Content starts

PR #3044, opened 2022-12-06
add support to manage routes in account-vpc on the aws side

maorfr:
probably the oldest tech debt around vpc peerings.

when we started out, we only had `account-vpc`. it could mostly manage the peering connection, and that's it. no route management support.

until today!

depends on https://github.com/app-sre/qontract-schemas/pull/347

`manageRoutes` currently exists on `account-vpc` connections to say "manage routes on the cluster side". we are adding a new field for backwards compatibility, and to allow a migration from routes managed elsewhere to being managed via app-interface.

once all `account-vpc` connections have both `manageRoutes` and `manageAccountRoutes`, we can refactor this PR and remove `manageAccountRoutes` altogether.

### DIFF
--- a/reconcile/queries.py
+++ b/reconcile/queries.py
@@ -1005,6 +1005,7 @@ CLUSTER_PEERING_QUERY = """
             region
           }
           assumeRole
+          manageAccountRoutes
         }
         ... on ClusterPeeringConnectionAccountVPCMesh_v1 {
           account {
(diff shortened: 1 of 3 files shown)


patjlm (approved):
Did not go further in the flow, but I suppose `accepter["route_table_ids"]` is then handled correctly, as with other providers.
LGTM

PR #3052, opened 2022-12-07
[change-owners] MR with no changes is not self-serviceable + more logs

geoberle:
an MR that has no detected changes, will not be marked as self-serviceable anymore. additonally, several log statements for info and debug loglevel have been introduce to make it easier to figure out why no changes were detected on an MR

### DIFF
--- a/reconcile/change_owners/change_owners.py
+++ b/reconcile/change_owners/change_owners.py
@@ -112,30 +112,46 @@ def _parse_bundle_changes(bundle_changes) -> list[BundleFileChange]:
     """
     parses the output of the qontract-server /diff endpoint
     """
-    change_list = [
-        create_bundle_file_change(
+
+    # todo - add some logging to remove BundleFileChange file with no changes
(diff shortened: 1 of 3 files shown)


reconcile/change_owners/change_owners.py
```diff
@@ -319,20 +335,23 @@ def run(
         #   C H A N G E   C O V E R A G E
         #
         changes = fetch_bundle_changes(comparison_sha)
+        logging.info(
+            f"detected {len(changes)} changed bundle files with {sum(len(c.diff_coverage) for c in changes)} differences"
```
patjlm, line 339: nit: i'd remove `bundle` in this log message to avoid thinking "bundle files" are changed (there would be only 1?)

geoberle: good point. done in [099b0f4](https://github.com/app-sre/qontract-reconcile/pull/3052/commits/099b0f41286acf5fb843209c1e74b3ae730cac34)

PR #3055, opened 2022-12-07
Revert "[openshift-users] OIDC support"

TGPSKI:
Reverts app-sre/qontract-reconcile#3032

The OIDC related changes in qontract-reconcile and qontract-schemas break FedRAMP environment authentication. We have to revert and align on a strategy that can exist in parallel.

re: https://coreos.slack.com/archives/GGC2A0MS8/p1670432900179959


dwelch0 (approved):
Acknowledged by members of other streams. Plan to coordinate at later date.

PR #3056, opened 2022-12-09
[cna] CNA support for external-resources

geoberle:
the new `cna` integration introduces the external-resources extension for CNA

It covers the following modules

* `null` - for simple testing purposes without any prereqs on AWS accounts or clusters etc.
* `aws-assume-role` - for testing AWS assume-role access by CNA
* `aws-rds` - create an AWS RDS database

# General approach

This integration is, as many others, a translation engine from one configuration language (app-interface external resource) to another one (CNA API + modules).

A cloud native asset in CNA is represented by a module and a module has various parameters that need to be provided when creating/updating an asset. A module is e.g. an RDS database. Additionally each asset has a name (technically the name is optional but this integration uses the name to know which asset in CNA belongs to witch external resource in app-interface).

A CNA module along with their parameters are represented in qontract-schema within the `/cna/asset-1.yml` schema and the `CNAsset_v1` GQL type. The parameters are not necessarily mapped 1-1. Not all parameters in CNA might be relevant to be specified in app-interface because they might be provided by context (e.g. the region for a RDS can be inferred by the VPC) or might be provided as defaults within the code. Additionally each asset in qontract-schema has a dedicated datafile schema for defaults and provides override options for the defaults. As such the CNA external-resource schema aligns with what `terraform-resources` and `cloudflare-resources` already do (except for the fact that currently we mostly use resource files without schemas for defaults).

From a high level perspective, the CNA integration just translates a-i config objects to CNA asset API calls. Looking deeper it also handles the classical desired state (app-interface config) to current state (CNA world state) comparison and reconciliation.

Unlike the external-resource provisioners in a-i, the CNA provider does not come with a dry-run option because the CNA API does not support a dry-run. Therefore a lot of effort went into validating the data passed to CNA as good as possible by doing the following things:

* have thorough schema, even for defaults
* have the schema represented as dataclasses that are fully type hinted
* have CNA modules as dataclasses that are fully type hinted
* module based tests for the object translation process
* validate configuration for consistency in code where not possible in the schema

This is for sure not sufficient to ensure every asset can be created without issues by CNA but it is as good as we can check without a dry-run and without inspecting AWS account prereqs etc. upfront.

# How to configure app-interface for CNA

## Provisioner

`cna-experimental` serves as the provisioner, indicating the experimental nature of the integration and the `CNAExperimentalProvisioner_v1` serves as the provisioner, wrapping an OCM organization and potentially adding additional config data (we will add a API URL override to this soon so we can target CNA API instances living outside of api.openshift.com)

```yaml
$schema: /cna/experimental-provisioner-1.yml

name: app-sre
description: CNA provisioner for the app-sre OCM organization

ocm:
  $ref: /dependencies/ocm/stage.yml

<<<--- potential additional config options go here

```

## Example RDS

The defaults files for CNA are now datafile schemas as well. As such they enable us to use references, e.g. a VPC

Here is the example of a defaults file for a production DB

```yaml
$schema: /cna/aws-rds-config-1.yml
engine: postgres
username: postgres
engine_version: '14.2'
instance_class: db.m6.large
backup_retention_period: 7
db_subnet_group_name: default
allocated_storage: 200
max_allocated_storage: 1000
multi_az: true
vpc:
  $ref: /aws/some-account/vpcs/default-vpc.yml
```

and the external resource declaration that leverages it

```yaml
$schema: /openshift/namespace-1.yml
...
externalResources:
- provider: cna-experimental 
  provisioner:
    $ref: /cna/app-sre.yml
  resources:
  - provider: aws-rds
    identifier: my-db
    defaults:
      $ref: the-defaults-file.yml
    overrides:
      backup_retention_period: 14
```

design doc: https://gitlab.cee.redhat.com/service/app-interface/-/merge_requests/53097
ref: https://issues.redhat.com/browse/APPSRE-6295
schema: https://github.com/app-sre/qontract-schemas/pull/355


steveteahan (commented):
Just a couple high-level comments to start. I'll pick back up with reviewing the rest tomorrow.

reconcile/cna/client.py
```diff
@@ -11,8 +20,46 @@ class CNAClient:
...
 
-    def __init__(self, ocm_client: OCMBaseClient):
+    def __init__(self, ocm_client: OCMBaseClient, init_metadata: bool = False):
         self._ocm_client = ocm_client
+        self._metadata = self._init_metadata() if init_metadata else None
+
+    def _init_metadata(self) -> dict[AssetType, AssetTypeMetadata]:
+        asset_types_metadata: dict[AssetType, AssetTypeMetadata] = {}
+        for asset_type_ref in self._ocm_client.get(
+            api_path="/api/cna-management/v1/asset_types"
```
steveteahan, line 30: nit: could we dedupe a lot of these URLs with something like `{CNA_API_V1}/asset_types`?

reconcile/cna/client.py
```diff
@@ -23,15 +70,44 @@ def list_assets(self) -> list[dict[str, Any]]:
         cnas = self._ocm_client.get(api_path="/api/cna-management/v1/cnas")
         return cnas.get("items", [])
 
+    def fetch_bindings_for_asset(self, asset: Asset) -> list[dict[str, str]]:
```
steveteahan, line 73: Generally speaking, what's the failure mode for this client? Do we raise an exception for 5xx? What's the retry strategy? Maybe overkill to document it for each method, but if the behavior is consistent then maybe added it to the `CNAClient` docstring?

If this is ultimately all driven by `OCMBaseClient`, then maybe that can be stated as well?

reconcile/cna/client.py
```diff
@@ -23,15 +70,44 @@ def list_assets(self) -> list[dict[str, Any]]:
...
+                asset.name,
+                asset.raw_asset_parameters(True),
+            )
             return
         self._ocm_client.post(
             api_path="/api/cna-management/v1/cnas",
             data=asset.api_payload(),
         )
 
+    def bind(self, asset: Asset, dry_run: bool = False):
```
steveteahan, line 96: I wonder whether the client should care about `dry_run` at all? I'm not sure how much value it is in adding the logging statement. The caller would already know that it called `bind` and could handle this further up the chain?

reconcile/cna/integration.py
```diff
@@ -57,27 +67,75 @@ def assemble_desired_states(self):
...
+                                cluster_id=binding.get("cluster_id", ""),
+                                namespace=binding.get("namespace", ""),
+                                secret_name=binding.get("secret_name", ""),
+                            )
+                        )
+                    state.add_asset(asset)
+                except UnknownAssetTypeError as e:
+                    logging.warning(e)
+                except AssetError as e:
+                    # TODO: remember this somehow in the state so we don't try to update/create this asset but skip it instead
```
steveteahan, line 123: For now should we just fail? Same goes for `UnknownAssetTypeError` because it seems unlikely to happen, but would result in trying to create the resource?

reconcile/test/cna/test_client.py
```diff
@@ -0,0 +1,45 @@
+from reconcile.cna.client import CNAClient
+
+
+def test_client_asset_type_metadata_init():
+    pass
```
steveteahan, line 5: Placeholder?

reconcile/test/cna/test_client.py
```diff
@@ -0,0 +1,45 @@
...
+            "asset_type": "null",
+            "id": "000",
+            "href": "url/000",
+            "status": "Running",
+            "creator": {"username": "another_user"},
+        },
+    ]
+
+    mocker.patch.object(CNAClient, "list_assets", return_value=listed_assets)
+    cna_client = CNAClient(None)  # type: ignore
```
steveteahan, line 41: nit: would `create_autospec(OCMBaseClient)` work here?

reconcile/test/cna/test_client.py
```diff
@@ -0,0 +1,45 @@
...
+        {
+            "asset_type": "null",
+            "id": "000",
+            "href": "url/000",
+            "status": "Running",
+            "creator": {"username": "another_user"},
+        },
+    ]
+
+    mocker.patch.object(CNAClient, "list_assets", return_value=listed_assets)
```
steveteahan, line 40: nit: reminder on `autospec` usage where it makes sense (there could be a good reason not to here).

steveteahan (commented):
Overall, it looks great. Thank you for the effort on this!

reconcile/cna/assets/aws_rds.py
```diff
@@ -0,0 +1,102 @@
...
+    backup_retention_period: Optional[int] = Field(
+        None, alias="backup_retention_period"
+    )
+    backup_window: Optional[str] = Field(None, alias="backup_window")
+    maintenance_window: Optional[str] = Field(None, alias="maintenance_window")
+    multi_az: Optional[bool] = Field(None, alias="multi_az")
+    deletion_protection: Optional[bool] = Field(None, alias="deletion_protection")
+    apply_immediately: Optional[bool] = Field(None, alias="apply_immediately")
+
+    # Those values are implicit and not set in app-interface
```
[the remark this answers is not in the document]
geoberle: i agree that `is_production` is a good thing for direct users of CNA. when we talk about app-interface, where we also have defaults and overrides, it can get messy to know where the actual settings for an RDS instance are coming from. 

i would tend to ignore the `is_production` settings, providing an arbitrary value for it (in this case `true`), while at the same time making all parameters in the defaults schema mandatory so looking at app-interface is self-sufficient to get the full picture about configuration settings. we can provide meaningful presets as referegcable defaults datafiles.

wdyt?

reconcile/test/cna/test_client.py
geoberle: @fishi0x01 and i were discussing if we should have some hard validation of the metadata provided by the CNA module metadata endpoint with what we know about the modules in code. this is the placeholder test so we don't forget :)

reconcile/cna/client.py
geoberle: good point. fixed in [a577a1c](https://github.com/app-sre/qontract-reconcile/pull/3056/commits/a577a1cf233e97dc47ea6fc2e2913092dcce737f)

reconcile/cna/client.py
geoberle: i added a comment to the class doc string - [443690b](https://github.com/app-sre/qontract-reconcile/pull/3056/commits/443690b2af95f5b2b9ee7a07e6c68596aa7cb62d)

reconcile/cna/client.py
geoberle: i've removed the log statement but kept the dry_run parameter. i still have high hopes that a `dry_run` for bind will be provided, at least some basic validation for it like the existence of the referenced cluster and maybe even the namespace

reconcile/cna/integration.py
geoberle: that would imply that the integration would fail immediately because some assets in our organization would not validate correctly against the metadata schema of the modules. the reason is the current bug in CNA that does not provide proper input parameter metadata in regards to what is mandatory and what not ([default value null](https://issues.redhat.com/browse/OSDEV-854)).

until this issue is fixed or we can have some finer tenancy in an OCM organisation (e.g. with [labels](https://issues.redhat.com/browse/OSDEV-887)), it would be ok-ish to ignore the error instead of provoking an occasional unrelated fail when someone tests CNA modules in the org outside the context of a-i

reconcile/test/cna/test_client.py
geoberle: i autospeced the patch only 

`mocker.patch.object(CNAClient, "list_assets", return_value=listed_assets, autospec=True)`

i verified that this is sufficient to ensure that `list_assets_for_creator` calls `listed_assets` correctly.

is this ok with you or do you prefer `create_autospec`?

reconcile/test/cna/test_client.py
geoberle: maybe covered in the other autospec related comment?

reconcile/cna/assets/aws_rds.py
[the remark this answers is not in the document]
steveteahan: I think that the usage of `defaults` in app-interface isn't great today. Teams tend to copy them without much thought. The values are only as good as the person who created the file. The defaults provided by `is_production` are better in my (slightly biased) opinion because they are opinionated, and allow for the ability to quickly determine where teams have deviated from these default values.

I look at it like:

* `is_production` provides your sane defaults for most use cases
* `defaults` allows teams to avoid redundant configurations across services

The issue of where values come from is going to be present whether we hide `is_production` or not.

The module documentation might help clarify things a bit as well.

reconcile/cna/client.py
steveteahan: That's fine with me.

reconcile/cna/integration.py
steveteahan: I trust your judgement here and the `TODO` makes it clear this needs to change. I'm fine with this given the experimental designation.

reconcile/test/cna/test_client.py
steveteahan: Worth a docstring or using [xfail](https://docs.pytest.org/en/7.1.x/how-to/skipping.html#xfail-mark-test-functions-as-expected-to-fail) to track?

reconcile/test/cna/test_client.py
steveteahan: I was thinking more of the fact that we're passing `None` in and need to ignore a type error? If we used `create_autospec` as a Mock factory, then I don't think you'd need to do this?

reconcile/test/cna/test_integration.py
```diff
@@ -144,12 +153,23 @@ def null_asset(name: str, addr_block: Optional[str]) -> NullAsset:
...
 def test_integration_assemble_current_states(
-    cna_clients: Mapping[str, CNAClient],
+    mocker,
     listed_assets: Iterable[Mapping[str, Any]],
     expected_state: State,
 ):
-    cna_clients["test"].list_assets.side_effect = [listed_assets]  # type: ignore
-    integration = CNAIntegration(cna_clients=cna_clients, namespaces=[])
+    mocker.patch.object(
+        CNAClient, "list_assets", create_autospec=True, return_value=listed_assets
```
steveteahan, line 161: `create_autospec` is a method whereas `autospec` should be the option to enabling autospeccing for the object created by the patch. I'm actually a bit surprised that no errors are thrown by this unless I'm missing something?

Content ends

PROBLEM:
The required answer is the exact run of lines above starting at the line with "Reverts app-sre/qontract-reconcile#3032" and ending at the line with "The OIDC related", with both ends present.

ANSWER AREA:
Reverts app-sre/qontract-reconcile#3032

The OIDC related changes in qontract-reconcile and qontract-schemas break FedRAMP environment authentication. We have to revert and align on a strategy that can exist in parallel.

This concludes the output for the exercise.